Using the records underneath, tally the lines where the word "because" appears and please give only the count.

:: GIVEN ENTRIES ::

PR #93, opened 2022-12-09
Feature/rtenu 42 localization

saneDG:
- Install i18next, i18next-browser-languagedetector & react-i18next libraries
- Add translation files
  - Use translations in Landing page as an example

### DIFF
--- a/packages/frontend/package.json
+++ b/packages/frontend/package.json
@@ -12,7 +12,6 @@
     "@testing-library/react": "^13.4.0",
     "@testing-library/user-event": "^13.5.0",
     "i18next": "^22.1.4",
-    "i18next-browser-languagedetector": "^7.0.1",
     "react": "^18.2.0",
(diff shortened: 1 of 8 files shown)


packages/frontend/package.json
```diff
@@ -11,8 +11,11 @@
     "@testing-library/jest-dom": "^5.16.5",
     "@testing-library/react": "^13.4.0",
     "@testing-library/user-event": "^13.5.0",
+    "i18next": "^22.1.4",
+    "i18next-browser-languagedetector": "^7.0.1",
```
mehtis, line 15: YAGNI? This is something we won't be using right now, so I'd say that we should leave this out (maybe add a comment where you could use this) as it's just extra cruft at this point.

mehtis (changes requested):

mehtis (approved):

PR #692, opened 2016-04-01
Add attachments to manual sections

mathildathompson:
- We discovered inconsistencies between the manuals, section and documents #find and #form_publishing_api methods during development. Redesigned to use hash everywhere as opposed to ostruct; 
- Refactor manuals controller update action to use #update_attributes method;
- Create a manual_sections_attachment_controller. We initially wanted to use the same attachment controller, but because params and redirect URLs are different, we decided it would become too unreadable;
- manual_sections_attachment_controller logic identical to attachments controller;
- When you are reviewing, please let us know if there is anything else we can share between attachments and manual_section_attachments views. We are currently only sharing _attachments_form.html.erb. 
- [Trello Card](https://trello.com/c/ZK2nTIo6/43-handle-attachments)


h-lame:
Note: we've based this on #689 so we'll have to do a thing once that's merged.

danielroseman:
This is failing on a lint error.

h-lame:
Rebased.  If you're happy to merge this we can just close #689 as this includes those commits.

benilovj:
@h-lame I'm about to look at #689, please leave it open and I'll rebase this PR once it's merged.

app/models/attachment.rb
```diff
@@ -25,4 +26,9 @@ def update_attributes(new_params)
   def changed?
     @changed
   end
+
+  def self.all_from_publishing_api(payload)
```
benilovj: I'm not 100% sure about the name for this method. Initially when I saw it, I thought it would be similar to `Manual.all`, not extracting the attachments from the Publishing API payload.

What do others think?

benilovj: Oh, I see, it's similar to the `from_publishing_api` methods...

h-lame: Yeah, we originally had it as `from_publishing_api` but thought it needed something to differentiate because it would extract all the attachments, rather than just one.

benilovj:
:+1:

:::

▶ [YOUR RESPONSE] 2